Data extracted from a collection
———

PR #358, opened 2026-07-25
Feature/chat history

surajvariar:
Summary

1. Added new schema models and exports for chat history and thread metadata.
2. Extended the service API to return thread history and list user threads from the checkpointer.
3. Made history loading agent-aware so resumed conversations use the correct graph.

———

Return the entries above exactly as they appear.

PR #358, opened 2026-07-25
Feature/chat history

surajvariar:
Summary

1. Added new schema models and exports for chat history and thread metadata.
2. Extended the service API to return thread history and list user threads from the checkpointer.
3. Made history loading agent-aware so resumed conversations use the correct graph.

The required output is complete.